Energy Flux: the Link Between Multitrophic Biodiversity and Ecosystem Functioning

Supplementary Material

Energy flux: The link between multitrophic biodiversity and ecosystem functioning

Andrew D. Barnes1,2,3*, Malte Jochum4, Jonathan S. Lefcheck5, Nico Eisenhauer1,2, Christoph Scherber3, Mary I. O‘Connor6, Peter de Ruiter7,8, & Ulrich Brose1,9

1German Centre for Integrative Biodiversity Research (iDiv) Halle-Jena-Leipzig, Deutscher Platz 5e, 04103 Leipzig, Germany

2Institute of Biology, Leipzig University, Johannisallee 21, 04103 Leipzig, Germany

3Institute of Landscape Ecology, University of Muenster, Heisenbergstrasse 2, 48149 Muenster, Germany

4Institute of Plant Sciences, University of Bern, Altenbergrain 21, 3013 Bern, Switzerland

5Bigelow Laboratory for Ocean Sciences, East Boothbay, ME, 04544 USA

6Dept of Zoology and Biodiversity Research Centre, Univ. of British Columbia, Vancouver, BC, V6T 1Z4, Canada

7Institute for Biodiversity and Ecosystem Dynamics, University of Amsterdam, Science Park 904, 1098XH Amsterdam, The Netherlands

8Biometris, Wageningen University, Droevendaalsesteeg 1, 6708 PB Wageningen, The Netherlands

9Institute of Ecology, Friedrich Schiller University Jena, Dornburger-Str. 159, 07743 Jena, Germany

Corresponding author: Barnes, A.D. ()

Introduction

Here, we will provide a step-by-step example of how to get from ecological community data to the calculation of whole-community energy flux.

Data come from [S1]. The experimental design nested species combinations based on their functional traits within 4 levels of species richness: 1, 3, 6, or 9 species. We will ignore the traits component for this exercise and focus only on the levels of richness.

The experimental communities included draws from a pool of estuarine consumers, including: 5 herbivore species (the snail Bittiolum varium, two amphipods, Gammarus mucronatus and Ampithoe spp., an isopod Erichsonella attenuata, and the shrimp Hippolyte pleuracanthus) and five predators (the blue crab Callinectes sapidus, the grass shrimp Palaemonetes sp., the pipefish Syngnathus sp. and the mummichog Fundulus heteroclitus). All communities received a 30 g wet-weight of the red alga Gracilaria sp..

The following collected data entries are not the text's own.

PR #90, opened 2015-12-14
Update tooltip sizes

pat270:
http://liferay.github.io/lexicon/content/popovers/

We have decided change the font size/line, because in portal the messages allocated inside tooltips are too long.

Moved $tooltip-inner-max-width to Lexicon Base
Renamed files from tooltips to tooltip to match Bootstraps naming
Added word-break to tooltip so long text wraps
Removed line-height from .tooltip-inner so multiple lines of text is spaced properly in tooltip

### DIFF
--- a/src/scss/atlas-theme/_atlas.scss
+++ b/src/scss/atlas-theme/_atlas.scss
@@ -31,6 +31,6 @@
 @import "toggle-cards";
 @import "toggle-switch";
 @import "toolbars";
-@import "tooltips";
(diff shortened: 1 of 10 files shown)


natecavanaugh:

View just my changes: https://github.com/liferay/lexicon/compare/pat270:6199cb25d9...6c2c7f561b
View total diff: https://github.com/liferay/lexicon/compare/c9ff283cb6...6c2c7f561b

The experiment was a combined substitutive/additive design with biomass of herbivores equalized and initial biomass estimated for all predators and controlled statistically.

Experimental communities were assembled in filtered flow-through mesocosms and allowed to interact for 3 weeks, after which time the setup was broken down. All animals were processed in the lab: for larger predators and algae, individuals were weighed and combusted to obtain an ash-free dry weight (in mg), while ash-free dry weight of smaller herbivores was estimated through size fractionation and the equations in [S2]. Final algal biomass summed contributions from recruiting red and green algae, mostly Polysiphonia sp. and Cladophora sp..

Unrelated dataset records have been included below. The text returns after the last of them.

PR #98, opened 2015-12-17
Update: Atlas split button dropdowns should be separated by a border

pat270:
http://liferay.github.io/lexicon/content/buttons/#split-button-dropdowns

primary, info, success, warning, danger should have a 1px separator

### DIFF
--- a/src/scss/atlas-theme/_button-groups.scss
+++ b/src/scss/atlas-theme/_button-groups.scss
@@ -8,27 +8,38 @@
 }
 
 .btn-group > .btn + .dropdown-toggle {
-	padding-left: $btn-padding-horizontal / 3;
-	padding-right: $btn-padding-horizontal / 3;
-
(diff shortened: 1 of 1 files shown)


natecavanaugh:
Heya @marcoscv-work,
I'm going to close this pull request out and not merge it right now. I was talking with @pat270 and it seems like this was meant only for the Staging portlet, but we wanted to get verification on that.

Here is what this pull does to all dropdowns if we apply it to everything:
screenshot 2015-12-23 10 44 29

which looks really strange.

Could you verify if this is intentional, or if the Staging split button is somehow different from all other split button dropdowns.

Thanks guys,

marcoscv-work:
Hi guys, yes @natecavanaugh by the moment it will be used only on staging portlet, but we are working on new patterns with this behaviour, it's not the most needed thing but I think we will need it soon.

Thanks guys!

Steps 1-6 following Box 1, Figure I

General setup

First, load the required packages, set the working directory, and load the data file.

rm(list=ls())
library(splitstackshape) # used to convert data to individual-level data frame
library(igraph) # used to visualize the network structure
# Set local folder
setwd("...")
# Read the mesocosm data
mesocosmdata <-read.csv("Lefcheck & Duffy 2015.csv", sep =",")

The new dataframe mesocosmdata provides community data with each row containing information for a certain size class (sieve) within each species and sample. The columns abundance, biomass(mg dry weight), trophic.level, and mlO2.mg.h (metabolic demand in ml O2 mg-1 h-1) contain further details for this level of resolution. Column richness defines the richness treatment based on the respective sample id.

For our purpose and in order to provide a step-by-step example of the whole workflow, we will now transform the initial data structure in mesocosmdata to yield a single row in the data frame for each individual. The new individual-level data frame is called idat. This can then be used to calculate a body mass and metabolic rate for each individual.

idat <-expandRows(mesocosmdata, "abundance", drop =FALSE) # 23341 individuals

Note that, in this new dataframe, information on abundance and biomass is information on the level of the size class per species and sample. It helps us to calculate individual-level body mass, but is no longer relevant on the individual level.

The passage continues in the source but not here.